Comprendí la situación desde el primer momento. No diré que fue una iluminación, pero, en el mismo momento en que llegó la noticia de la muerte de su hermana, supe que toda nuestra relación hasta entonces había sido una tregua, una pausa en su vida, que exigía por fin la vuelta a la normalidad.

Había nacido para ello. Había intentado escapar, y durante un tiempo lo había conseguido, habíamos vivido en una realidad inventada por nosotros, pero la real realidad, el destino de mi mujer, regresaba y exigía su tributo. Sonó la campana y terminó la hora del recreo.

Uno tiene una idea de cómo vive la gente como mi mujer, como su familia. No es una idea real, si no que el cine, la literatura, la prensa, nos contaminan y crean una imagen idealizada que no se corresponde tan literalmente como pensamos con la realidad.

Los primeros días, podríamos decir que los pasé deslumbrado. Aquella inmensa cantidad de lujo, de bienestar en su sentido más amplio, sin embargo, ocultaba una realidad que distaba mucho de ser ideal. El lujo, era tan solo una cortina que ocultaba el verdadero sentido de lo que, después fui comprendiendo, aquella gente vivía, que no era otra cosa que el poder, el simple y pudro poder, que exigía su tributo. Era una religión, un sacerdocio. Desde un punto de vista lógico, aquella concentración de riqueza no podía explicarse desde otra perspectiva. La familia de Silvia disponía de más riqueza de la que nadie pudiera gastar y, pese a ello, vivían en una tensión permanente por incrementarla más allá de toda razón que no fuera mantener aquella preeminencia, aquella capacidad de tomar las decisiones clave, las que definen el futuro y las expectativas de la Humanidad.

Así las cosas, Silvia se iba metiendo en su papel hasta transformarse en aquello de lo que había huido junto conmigo. No me extrañaba, ni me parecía reprochable. Al fin y al cabo, yo mismo había insistido en su responsabilidad cuando flaqueo en el primer momento. No había ninguna otra opción.

Sin embargo, me preocupaba. La quería, y me resistía a perderla, aunque no supiera muy bien cómo evitarlo. Semana tras semana, se sumergía en aquella vorágine y volvía, claro que volvía, transformada en otra.

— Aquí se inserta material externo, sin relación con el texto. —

Issue #3963, opened 2022-05-23
Observation.peek returns empty subplots


AtreyeeS:
**Gammapy version**
0.20

`Observation.peek` is ugly as the first two subplots are empty (for the hdu corresponding to `events` and `gti`)

adonath:
Thanks @AtreyeeS! I guess the number of axes should be adapted to the actual number of available IRFs here...

registerrier:
Issue solved after #3966. Closing.

PR #3966, opened 2022-05-25
Adapt Observation.peek according to available hdus

AtreyeeS:
This addresses #3963 .

I have removed the warnings for the irrelevant hdus as they are unnecessarily confusing.

While implementing this PR, I realised that our `peek` methods arguments vary (eg `Observation.peek` takes `figsize` whereas `EventList.peek()` does not). It might be good to homogenise.

### DIFF
--- a/gammapy/data/observations.py
+++ b/gammapy/data/observations.py
@@ -19,6 +19,7 @@ from .event_list import EventList, EventListChecker
 from .filters import ObservationFilter
 from .gti import GTI
 from .pointing import FixedPointingInfo
+from itertools import zip_longest
 
 __all__ = ["Observation", "Observations"]
 
@@ -357,7 +358,8 @@ class Observation:
 
         plottable_hds = ["events", "aeff", "psf", "edisp", "bkg", "rad_max"]
 
-        plot_hdus = list(set(self.available_hdus) & set(plottable_hds))
+        plot_hdus = list(set(plottable_hds) & set(self.available_hdus))
+        plot_hdus.sort()
 
         n_irfs = len(plot_hdus)
         nrows = n_irfs // 2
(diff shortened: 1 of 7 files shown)


gammapy/data/observations.py
```diff
@@ -346,51 +346,56 @@ def check(self, checks="all"):
...
 
-        if "edisp" in self.available_hdus:
+        if "edisp" in plot_hdus:
             self.edisp.plot_bias(ax=axes_dict["edisp"], add_cbar=True)
             axes_dict["edisp"].set_title("Energy dispersion")
-        else:
-            logging.warning(f"No energy dispersion found for obs {self.obs_id}.")
+
+        if "rad_max" in plot_hdus:
+            self.rad_max.plot_rad_max_vs_energy(ax=axes_dict["rad_max"])
```
registerrier, line 394: Maybe this would deserve a test

gammapy/data/observations.py
```diff
@@ -346,51 +346,56 @@ def check(self, checks="all"):
...
+    def peek(self, figsize=(15, 10)):
         """Quick-look plots in a few panels.
 
         Parameters
         ----------
         figsize : tuple
             Figure size
         """
-        n_irfs = len(self.available_hdus)
+        plot_hdus = self.available_hdus
```
registerrier, line 357: It might be useful to take the intersection of `available_hdus` with a set of plottable hdus. This avoids removing explicitly `gti` and would ensure that no additional sub_plot is created when another hdu is present.

gammapy/data/observations.py
```diff
@@ -346,51 +346,57 @@ def check(self, checks="all"):
...
         """Quick-look plots in a few panels.
 
         Parameters
         ----------
         figsize : tuple
             Figure size
         """
-        n_irfs = len(self.available_hdus)
+
+        plottable_hds = ["events", "aeff", "psf", "edisp", "bkg", "rad_max"]
```
adonath, line 358: Instead of repeating the IRF names here it would be better to just use `self.available_hdus` and remove "gti" from it, which is the only one which is not plottable.

adonath (changes requested):
Thanks @AtreyeeS, I have left one minor comment for cleanup of the code. Would you mind adding a before / after screenshot to the PR? This is will be useful for future reference...

gammapy/data/observations.py
AtreyeeS: That was my initial implementation, but as @registerrier pointed out, that leaves the risk of adding additional sub plots if hdus are added in future

AtreyeeS:
Hi @adonath  ! Here is a before:
Screenshot 2022-05-25 at 10 39 29

and after
- for full enclosure 
Unknown-1
- varying rad_max
Unknown

registerrier:
There is also an issue with the X-Y axes for the events plot. The wcs axes are not visible.

The last subplot in the first case has empty axes drawn.

gammapy/data/observations.py
adonath: It's close to 50:50 I guess, because one could also argue that if additional HDUs are supported they should be plotted as well, if available. But OK to keep from my side for now...

adonath:
Thanks @AtreyeeS for the preview, it looks much better now! Once comment for the event plot: this currently misses the wcs projection, which is present when using `EventList.plot_image()` directly. This is because in `.peek()` the subplots are re-initialised without wcs by default. As we rely on `plt.subplots()` the fix is maybe not simple and one needs to change to `fig.add_subplot()` instead...maybe it's possible to replace and axes?

adonath:
@AtreyeeS Yes, the PSF plotting issue should be fixed independently.

adonath:
@AtreyeeS Axes in the grid not used for plotting can be hidden with: `ax.set_visible(False)`

AtreyeeS:
This is what the plots look like now

Unknown-3

and

Unknown-2

 Any further comments or should we merge?

gammapy/data/observations.py
```diff
@@ -346,51 +346,65 @@ def check(self, checks="all"):
...
+        )
 
-        if "edisp" in self.available_hdus:
-            self.edisp.plot_bias(ax=axes_dict["edisp"], add_cbar=True)
-            axes_dict["edisp"].set_title("Energy dispersion")
-        else:
-            logging.warning(f"No energy dispersion found for obs {self.obs_id}.")
+        for idx in range(nrows * ncols):
+            ax = axes.flat[idx]
+            try:
```
adonath, line 375: Please write this `try/except` more compact, because the `IndexError` could happen anywhere in the code block and it would go silent. Ideally `try/except` statements only cover a single line, or maybe just use:
```
for ax, name in zip_longest(axes.flat, plot_hdus):
    if name is None:
        ax.set_visible(False)
        continue
```

adonath (approved):
Thanks @AtreyeeS, I have no further comments!

adonath:
CI fail is unrelated.

PR #3968, opened 2022-05-25
Set reasonable error message case of no free parameters for optimisation

AtreyeeS:
This PR sets `FluxEstimator.reoptimize = False` in case there are no free parameters to reoptimize

### DIFF
--- a/gammapy/estimators/parameter.py
+++ b/gammapy/estimators/parameter.py
@@ -126,7 +126,7 @@ class ParameterEstimator(Estimator):
             # compute ts value
             parameter.value = self.null_value
 
-            if self.reoptimize:
+            if self._reoptimize:
                 parameter.frozen = True
                 _ = self.fit.optimize(datasets=datasets)
 
@@ -167,7 +167,7 @@ class ParameterEstimator(Estimator):
             datasets=datasets,
             parameter=parameter,
             sigma=self.n_sigma,
-            reoptimize=self.reoptimize,
+            reoptimize=self._reoptimize,
         )
 
         return {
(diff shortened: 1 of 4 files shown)


gammapy/estimators/parameter.py
```diff
@@ -308,6 +308,13 @@ def run(self, datasets, parameter):
 
         with datasets.parameters.restore_status():
 
+            if len(datasets.parameters.free_parameters.names) == 1:
+                if self.reoptimize:
+                    log.warning(
+                        f"No free parameters to reoptimize. Setting reoptimize to False"
+                    )
+                    self.reoptimize = False
```
adonath, line 316: I think modifying the state of the `Estimator` and overwriting the use input is not a good idea.  When the `Estimator` is re-used with different datasets, the state might change arbitrarily...

I think just emitting the warning that `reoptimize` is ignored in this case should be fine.

adonath: And the fix the actual error as low as possible in the hierarchy, probably in `gammapy.modeling.fit`...

adonath: > I am still unsure how to fix it in modeling.fit, ie, what should a fit do in the absence of any free parameters? 

I think just emitting the warning here is fine. E.g. [this method]( https://github.com/gammapy/gammapy/blob/master/gammapy/modeling/fit.py#L139) is called at the beginning of each method call of `Fit.` Here we could check:
- If there are free parameters at all, if not emit a warning
- Pass the `reoptimize` option to the method and check inside, whether there are other parameters to re-optimize, if not emit a warning and change the value of reoptimize, like:

```python
datasets, parameters, reoptimize = self._parse_datasets(datasets, reoptimize)
```
Or similar...alternatively this could happen on the `Parameters` level (we already have `Parameters.check_limits()`). E.g. like:

```python
parameters.check_reoptimize()
```

adonath:
Requires further review...

adonath:
Requires further review...

AtreyeeS:
Updated PR to fail with `ValueError` in case of no free parameters for fitting. No special handling in case of estimators

adonath (approved):
Thanks @AtreyeeS!

PR #3977, opened 2022-06-07
Fix parameters min/max display in serialization 

QRemy:
This PR fix a bug in model serialization where the min/max different from default were never shown for nan default.
(Also modified model.to_dict such `is_norm` is hidden if `full_output=False`).


adonath (approved):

Trataba de mantener un mundo puro y limpio para nosotros. Se esforzaba por ser dulce, y lo era, pero era su actitud, la normalidad con que asumía su estatus, la dureza que iba blindándola, aislándola de las consecuencias de sus decisiones, imagino que para poder permitirse tomarlas con libertad, lo que parecía aislarla, y sufría por el temor de perderla.

En ese peculiar contexto, me encontraba sin ganas de pintar siquiera. Pasaba los días en la soledad de aquel caserón enorme y lleno de gente invisible dándole vueltas a mis temores y sintiéndome impotente, cuando apareció Nico.

No había desaparecido en realidad. Estaba allí, silencioso y esquivo desde el mismo día de nuestra llegada, pero yo no me había preocupado por él. Imagino que la enorme preocupación que me embargaba me impedía fijarme en los demás. Solo Silvia y yo.

Y se presentó aquella tarde en el jacuzzi haciendo un alarde de femineidad exquisita. Apareció frente a mi, comenzó aquella especie de striptease delicioso, tan evidentemente destinado a seducirme, tan bello y tan grácil…

Alguna vez, Silvia y yo habíamos participado en orgías con gente más o menos conocida. En un par de ocasiones, en la vorágine de excitación del momento, había tenido lo que podríamos llamar un “roce” con algún hombre. Nada serio, ni que me preocupase demasiado: una mamada, había sodomizado al marido de una amiga de mi mujer… Nada serio ni buscado. Sexo casual, sin remordimientos ni repugnancia. En cualquier caso, nunca me había planteado provocarlo, ni fantaseaba con ello.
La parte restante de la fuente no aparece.